• Task: Copy, from the material below, each line where "QueryEntity" shows up.

• Data to use:
PR #103, opened 2016-06-21
Fix some cppcheck style suggestions

scop:


itensionanders:
This change looks wrong. Anyway, I get different output from cppcheck:

```
[lockfile.c:134]: (information) Unmatched suppression: nullPointer
[manifest.c:458]: (error) Uninitialized variable: index
[manifest.c:477]: (error) Uninitialized variable: fi
[manifest.c:477]: (error) Uninitialized variable: index
[util.c:1085]: (style) The function 'GetFileNameFromHandle' is never used.
```

So maybe there are other things to fix, before "make cppcheck" is clean ?

jrosdahl:
Applied to 3.2-maint, thanks.

PR #104, opened 2016-06-21
Adding coverage support to memcached.

ikudriavtsev:


Jimilian:
@itensionanders, can you take a look at this PR?

itensionanders:
@Jimilian : looking good, would be nice if it could be made backwards compatible by allowing both sizes of values (with different magic) ? should probably add the dwo files too, while we're extending the structure (i.e. 6 values). but having coverage support is a very good idea, so we should add it I think. have some other changes, so will try to upload them tomorrow - and hopefully include this too.

jrosdahl:
@Jimilian: Any comments to @itensionanders's questions?

Jimilian:
@jrosdahl it's even not my changes - we need to ask @ikudriavtsev. But we are using this solution in "production" - and it looks good.

itensionanders:
I think it wouldn't be too hard to merge this with a "new" format (two extra fields). It's a bit icky to keep streting the "api" like that, but I suppose 4 or 6 doesn't matter - needs to be rewritten either way. And I think the new test needs to be made conditional on memcached, like the other ones are already. But the coverage feature is needed for us too, so it should be included in the main memcached branch (soon)

ikudriavtsev:
Hey @itensionanders , I didn't really get what you meant by "allowing both sizes of values (with different magic)"...
As for the dwo files - I think it's better going one step at a time, first coverage, then dwo.

itensionanders:
I was  thinking that the old format could be kept around, by introducing a new format with more fields. But maybe that is overkill, and we should invalidate the cache while introducing it in mainline.
Either way it is a good feature, and should be merged into `dev/memcached` after fixing the minors. It looks like there will be some more changes done (in #58) so it should be included with those...

jrosdahl:
Closing this PR due to timeout.

PR #107, opened 2016-07-01
Multiple -arch options support

ivaigult:
This pull request adds multiple "-arch" options support.

According to http://www.unix.com/man-page/osx/1/gcc/, -arch is APPLE only option for specifying target architecture. In case of specifying "-arch" multiple times a "fat" (all in one) binary will be created.

The idea of changes is as follows: 

1. For the preprocessor mode: run preprocessor multiple times (once per architecture) and then add each output to resulting hash
2. Direct mode remains the same, except minor changes with included_files variable initialization

### DIFF
--- a/ccache.c
+++ b/ccache.c
@@ -106,6 +106,11 @@ static char *output_dia = NULL;
  *  up). Contains pathname if not NULL. */
 static char *output_dwo = NULL;
 
+/* Vector for storing -arch options */
+#define MAX_ARCH_ARGS (10)
+static size_t arch_args_size = 0;
+static char* arch_args[MAX_ARCH_ARGS] = {NULL};
+
 /*
  * Name (represented as a struct file_hash) of the file containing the cached
  * object code.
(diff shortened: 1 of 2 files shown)


itensionanders:
This is a bit hard to test on other platforms, but for those who want to follow along in the code (that also has a bit of readability issues with whitespace etc) here is the wrapper code that the "Apple gcc" is running:
http://opensource.apple.com/source/gcc/gcc-5646/driverdriver.c

ivaigult:
@itensionanders, I am not really sure that it makes sense to test the changes on other platforms, except regression testing of course. I personally tried my changes on our OSX product in Jenkins and was satisfied with the results :)

itensionanders:
We do run a travis test* for OS X, but that depends on some (darwin-specific) tests for -arch flags being added to test.sh of course... (hint, hint) For some reason the variable is called `$HOST_OS_APPLE`.
* https://travis-ci.org/ccache/ccache/jobs/141590399

itensionanders:
@ivaigult : otherwise the approach looks fine (run cpp multiple times, cache the fat binary). But it would be nice to have test suite explicilty for arch support, that would test with e.g. `i386` and `x86_64` ?

ivaigult:
@itensionanders : Finally, it's there.

ivaigult:
@jrosdahl : Is it looking good for you? Will it be merged?

jrosdahl:
> Is it looking good for you? Will it be merged?

I haven't had time to look at it yet.

itensionanders:
@ivaigult : the test looks reasonable, can you rebase (-i) your branch into fewer commits please ?

jrosdahl:
Applied now with some cleanups. Thanks!

PR #110, opened 2015-01-19
DATACMNS-634 - Scan for repositories of superclasses.

thomaseizinger:
I believe the referenced issue is wrongly tagged as an issue in SDR as the affected code belongs to the spring-data-commons repository. Previously, a repository defined for a supertype of a class could not be discovered. This pull request adds the functionality to retrieve the repository information of the repository assigned to the supertype.


olivergierke:
Good catch. I've moved the ticket to Spring Data Commons and applied the PR with minor polishing.

PR #111, opened 2015-01-20
DATACMNS-621 - QSort treats long paths incorrectly.

christophstrobl:
We now inspect intermediate path elements to build sort order accordingly.

### DIFF
--- a/src/test/java/org/springframework/data/querydsl/WrapperToWrapWrapperForUserWrapper.java
+++ b/src/test/java/org/springframework/data/querydsl/WrapperToWrapWrapperForUserWrapper.java
@@ -1,0 +1,29 @@
+/*
+ * Copyright 2015 the original author or authors.
+ *
+ * Licensed under the Apache License, Version 2.0 (the "License");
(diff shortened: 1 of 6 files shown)


src/test/java/org/springframework/data/querydsl/WrapperToWrapWrapperForUserWrapper.java
```diff
@@ -0,0 +1,29 @@
...
+import com.mysema.query.annotations.QueryEntity;
+import com.mysema.query.annotations.QueryInit;
+
+/**
+ * @author Christoph Strobl
+ */
+@QueryEntity
+public class WrapperToWrapWrapperForUserWrapper {
+
+	@QueryInit("wrapper.user")//
```
wimdeblauwe: 2 slashes are probably not needed?

christophstrobl: yes and no, spring data code formatter would otherwise move everything into one line

PR #122, opened 2015-05-13
Change property reflection mechanisms from java.beans.Introspector to spring specific BeanUtils

tawek:
The purpose is to:
 1. cache the introspection results
 2. enable BeanInfoFactory support to custom bean reflection strategies (fluent setters, default methods with getters/setters etc.)

DATACMNS-693


olivergierke:
That's merged, thanks!

PR #129, opened 2015-06-17
DATACMNS-712 - Support CompletableFuture as Repository return type.

thomasdarimont:
Added QueryExecutionConverter for CompletableFuture.
This should work out of the box if used in combination with Spring 4.2.0 (RC2 / BUILD-SNAPSHOT).


thomasdarimont:
I saw that this is already done - strange :)

PR #135, opened 2015-07-27
DATACMNS-739 - Performance improvement for MultiTransactionStatus

ameyjadiye:
Its always better in Multi-threading and low latency application that not to have single lock on Map.
ConcurrentHashMap holds default 16 locks which significantly improves the performance than having single lock SyncronizedMap.

### DIFF
--- a/src/main/java/org/springframework/data/transaction/MultiTransactionStatus.java
+++ b/src/main/java/org/springframework/data/transaction/MultiTransactionStatus.java
@@ -37,7 +37,8 @@ import org.springframework.util.Assert;
 class MultiTransactionStatus implements TransactionStatus {
 
 	private final PlatformTransactionManager mainTransactionManager;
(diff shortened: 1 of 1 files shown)


olivergierke:
Do you have any before / after comparisons? `MultiTransactionStatus` hasn't showed up in profilings so far.

@jexp - Opinions?

jexp:
I think a perf test would make sense. 

You only benefit from the 16 segments if you have that high concurrency level.

ameyjadiye:
ok, let me put the perf results here .. also let me make it configurable so programmers can opt for number of locks, if configured as 1 its nothing but the simple  _HashMap_, and default should be _concurrencyLevel(1)_ , if some one using it in multi-threading environment programmers can increase it.

olivergierke:
Is there any further feedback? If not I'd stick to the current implementation and close this one without merge.

ameyjadiye:
Hi @olivergierke , I totally forgot to work on this and this was sitting in my **todo** from long , let me pull some comparison stats and junits if possible - thanks for not closing this.

mp911de:
Closing this issue after a significant period of inactivity.

PR #138, opened 2015-08-14
[Test case DATACMNS-753] parsing of Sort fails to fallback properly

Shredder121:
The test cases of `DATACMNS-408` included a input of `null`, but a request with `?sort=` means that the parameter is `""`.
Discussion https://jira.spring.io/browse/DATACMNS-753.


olivergierke:
That's merged and a fix applied, thanks!

PR #140, opened 2015-08-17
s/User/Person/

martin-g:
It looks odd (wrong) that `PersonRepository` deals with `User` entity.
I think the type parameter should really be `Person`


olivergierke:
Good catch, thanks.

martin-g:
Is it good? :)
Because you didn't merge it but just closed it.

martin-g:
Oh. NVM.

PR #142, opened 2015-08-26
Make class public

yakuninv:
It has package visibility which prevents this adapter from using outside the package it declared in.


olivergierke:
Closing due to lack of feedback.

PR #143, opened 2015-08-28
changed return type of findAll methods in QueryDslPredicateExecutor to List

lpandzic:


olivergierke:
What's the reasoning behind this change? We can't simply change return types as this will inevitably break implementations. Also `Iterable` was used by design to allow for implementations that are not `List` based in the first place.

lpandzic:
Main issue with `Iterable` is it's API which is really lacking compared to `Collection` or `List` API.

For instance, to convert `List` to a `Stream` all you have to do is call `#stream` available from `Collection` interface. On the other hand, converting `Iterable` to a `Stream` is not so simple: `StreamSupport.stream(iterable.spliterator(), false)`.

Also, API of Repositories is not consistent when we take `JPARepository` into account. 
As an alternative to this PR, would it be more acceptable to provide a specialized JPAQueryDslPredicateExecutor which overrides those methods with specialized return type? `QueryDslJpaRepository` already has List as it's return type for those methods.

pivotal-issuemaster:
@lpandzic Please sign the [Contributor License Agreement](https://cla.pivotal.io/sign/spring)!

[Click here](https://cla.pivotal.io/sync/spring?repositoryId=spring-projects/spring-data-commons&pullRequestId=143) to manually synchronize the status of this Pull Request.

lpandzic:
Since https://jira.spring.io/browse/DATACMNS-867 will solve the issue of converting to Stream, I'm closing this pull request.

PR #330, opened 2025-09-15
Handle imports where only the Seed is provided

### LINKED ISSUE #325: Importing an ML-DSA key works, but using it fails
I'm able to generate an ML-DSA on the token and then use it for signing without a problem.  However, when I import an ML-DSA key by seed (which is what I have available), and try to sign a message, I get:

• Solution:
+import com.mysema.query.annotations.QueryEntity;
+@QueryEntity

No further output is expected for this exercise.